→ GIVEN DATA
PR #19548, opened 2023-10-10
feat(linter): update typescript-eslint to v6

### LINKED ISSUE #18641: Support for @typescript-eslint/parser@v6

meeroslav:
This PR should make an isolated change to `eslint-plugin` project to enable update to typescript-eslint v6

The lint tasks will fail unless https://github.com/nrwl/nx/pull/19549 is released or the [issue in typescript-eslint](https://github.com/typescript-eslint/typescript-eslint/issues/7723#issuecomment-1756234676) is resolved.

The tests still fail (occasionally) locally with:
Screenshot 2023-10-31 at 21 53 27

## Related Issue(s)

Fixes #18641


pnpm-lock.yaml
```diff
@@ -10355,17 +10426,17 @@ packages:
       - supports-color
     dev: true
 
-  /@typescript-eslint/typescript-estree@5.60.1(typescript@5.1.3):
-    resolution: {integrity: sha512-hkX70J9+2M2ZT6fhti5Q2FoU9zb+GeZK2SLP1WZlvUDqdMbEKhexZODD1WodNRyO8eS+4nScvT0dts8IdaBzfw==}
+  /@typescript-eslint/typescript-estree@5.62.0(typescript@5.1.3):
```
bradzacher, line 10429: this could be causing problems

pnpm-lock.yaml
```diff
@@ -10324,16 +10395,16 @@ packages:
...
     resolution: {integrity: sha512-87NVngcbVXUahrRTqIK27gD2t5Cu1yuCXxbLcFtCzZGlfyVWWh8mLHkoxzjsB6DDNnvdL+fW8MiwPEJyGJQDgQ==}
     engines: {node: ^12.22.0 || ^14.17.0 || >=16.0.0}
     dev: true
 
+  /@typescript-eslint/types@6.7.5:
+    resolution: {integrity: sha512-WboQBlOXtdj1tDFPyIthpKrUb+kZf2VroLZhxKa/VlwLlLyqv/PwUNgL30BlTVZV1Wu4Asu2mMYPqarSO4L5ZQ==}
+    engines: {node: ^16.0.0 || >=18.0.0}
+    dev: true
+
   /@typescript-eslint/typescript-estree@5.59.2(typescript@5.1.3):
```
bradzacher, line 10408: this could be causing problems

pnpm-lock.yaml
```diff
@@ -10417,18 +10488,18 @@ packages:
       - typescript
     dev: true
 
-  /@typescript-eslint/utils@5.60.1(eslint@8.46.0)(typescript@5.1.3):
-    resolution: {integrity: sha512-tiJ7FFdFQOWssFa3gqb94Ilexyw0JVxj6vBzaSpfN/8IhoKkDuSAenUKvsSHw2A/TMpJb26izIszTXaqygkvpQ==}
+  /@typescript-eslint/utils@5.62.0(eslint@8.46.0)(typescript@5.1.3):
```
bradzacher, line 10491: this could be causing problems

pnpm-lock.yaml
```diff
@@ -10462,23 +10532,23 @@ packages:
     engines: {node: ^12.22.0 || ^14.17.0 || >=16.0.0}
```
bradzacher, line 10532: this could be causing problems

pnpm-lock.yaml
```diff
@@ -10462,23 +10532,23 @@ packages:
...
-  /@typescript-eslint/visitor-keys@5.60.1:
-    resolution: {integrity: sha512-xEYIxKcultP6E/RMKqube11pGjXH1DCo60mQoWhVYyKfLkwbIVVjYxmOenNMxILx0TjCujPTjjnTIVzm09TXIw==}
-    engines: {node: ^12.22.0 || ^14.17.0 || >=16.0.0}
-    dependencies:
-      '@typescript-eslint/types': 5.60.1
-      eslint-visitor-keys: 3.3.0
+      eslint-visitor-keys: 3.4.3
     dev: true
 
   /@typescript-eslint/visitor-keys@5.62.0:
```
bradzacher, line 10538: this could be causing problems

bradzacher (commented):
I don't fully understand the pnpm lockfile format but I pointed out a number of instances of v5 of our packages being installed which could cause issues depending on how ESLint resolves things.

pnpm-lock.yaml
meeroslav: This is normal.

We have dev dependencies to some packages that depend on the older `@typescript-eslint/*@v5.x.x` but that doesn't influence the main hoisted version.

This is not related to `pnpm` only. All the package managers keep hierarchical information to ensure version clashes are avoided.

packages/eslint-plugin/src/rules/dependency-checks.ts
```diff
@@ -353,4 +353,4 @@ export default createESLintRule<Options, MessageIds>({
       },
     };
   },
-});
+}) as any;
```
JamesHenry, line 356: How come this needed an `as any`?

packages/eslint-plugin/src/rules/enforce-module-boundaries.ts
```diff
@@ -712,4 +712,4 @@ export default createESLintRule<Options, MessageIds>({
       },
     };
   },
-});
+}) as any;
```
JamesHenry, line 715: How come this needed an `as any`?

JamesHenry (changes requested):
Do we not need a migration to add the node16 module resolution to users' workspaces?

packages/eslint-plugin/src/rules/dependency-checks.ts
```diff
@@ -40,7 +40,7 @@ export default createESLintRule<Options, MessageIds>({
     type: 'suggestion',
     docs: {
       description: `Checks dependencies in project's package.json for version mismatches`,
-      recommended: 'error',
+      recommended: 'recommended',
```
FrozenPandaz, line 43: Should we add migrations here as a followup?

FrozenPandaz (approved):

packages/eslint-plugin/src/rules/dependency-checks.ts
meeroslav: That was a working version. However, the latest `@typescript-eslint/utils` is no longer inferred so we need to specify it explicitly. Likely, it's something that should be fixed on `@typescript-eslint` side?

packages/eslint-plugin/src/rules/enforce-module-boundaries.ts
meeroslav: That was a working version. However, the latest `@typescript-eslint/utils` is no longer inferred so we need to specify it explicitly. Likely, it's something that should be fixed on `@typescript-eslint` side?

packages/eslint-plugin/src/rules/dependency-checks.ts
meeroslav: Yes

packages/eslint/src/generators/workspace-rules-project/__snapshots__/workspace-rules-project.spec.ts.snap
```diff
@@ -87,9 +88,6 @@ export default {
   },
   moduleFileExtensions: ['ts', 'js', 'html'],
   coverageDirectory: '../../coverage/tools/eslint-rules',
-  moduleNameMapper: {
-    '@eslint/eslintrc': '@eslint/eslintrc/dist/eslintrc-universal.cjs',
```
JamesHenry, line 91: We will need a migration for this too if it is no longer something we want to apply? (I'm afraid I can't remember why this was needed originally)

packages/eslint/src/generators/workspace-rules-project/workspace-rules-project.ts
```diff
@@ -104,16 +107,6 @@ export async function lintWorkspaceRulesProjectGenerator(
   // Add swc dependencies
   addSwcRegisterDependencies(tree);
 
-  // Add extra config to the jest.config.ts file to allow ESLint 8 exports mapping to work with jest
-  addPropertyToJestConfig(
```
JamesHenry, line 108: Again, because we've always been generating this we will need a migration for existing workspaces to remove it

packages/eslint-plugin/src/rules/enforce-module-boundaries.ts
JamesHenry: I've written to you on slack about this

jaysoo (approved):

FrozenPandaz (approved):

packages/eslint-plugin/src/rules/dependency-checks.ts
```diff
@@ -4,15 +4,15 @@ import { AST } from 'jsonc-eslint-parser';
...
-
-import { createESLintRule } from '../utils/create-eslint-rule';
 import { readProjectGraph } from '../utils/project-graph-utils';
 import { findProject, getSourceFilePath } from '../utils/runtime-lint-utils';
 import {
   getAllDependencies,
   getPackageJson,
   getProductionDependencies,
 } from '../utils/package-json-utils';
+import type { RuleModule } from '@typescript-eslint/utils/ts-eslint';
```
JamesHenry, line 14: I think this unused

packages/eslint-plugin/src/rules/enforce-module-boundaries.ts
```diff
@@ -41,8 +41,9 @@ import {
   getBarrelEntryPointProjectNode,
   getRelativeImportPath,
 } from '../utils/ast-utils';
-import { createESLintRule } from '../utils/create-eslint-rule';
 import { readProjectGraph } from '../utils/project-graph-utils';
+import type { RuleModule } from '@typescript-eslint/utils/ts-eslint';
```
JamesHenry, line 45: I think this is unused

JamesHenry (approved):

→ TASK DETAILS
Print, unaltered, every line from the beginning of the material down to the line with "This PR should".

→ RESPONSE FOR THIS EXERCISE
PR #19548, opened 2023-10-10
feat(linter): update typescript-eslint to v6

### LINKED ISSUE #18641: Support for @typescript-eslint/parser@v6

meeroslav:
This PR should make an isolated change to `eslint-plugin` project to enable update to typescript-eslint v6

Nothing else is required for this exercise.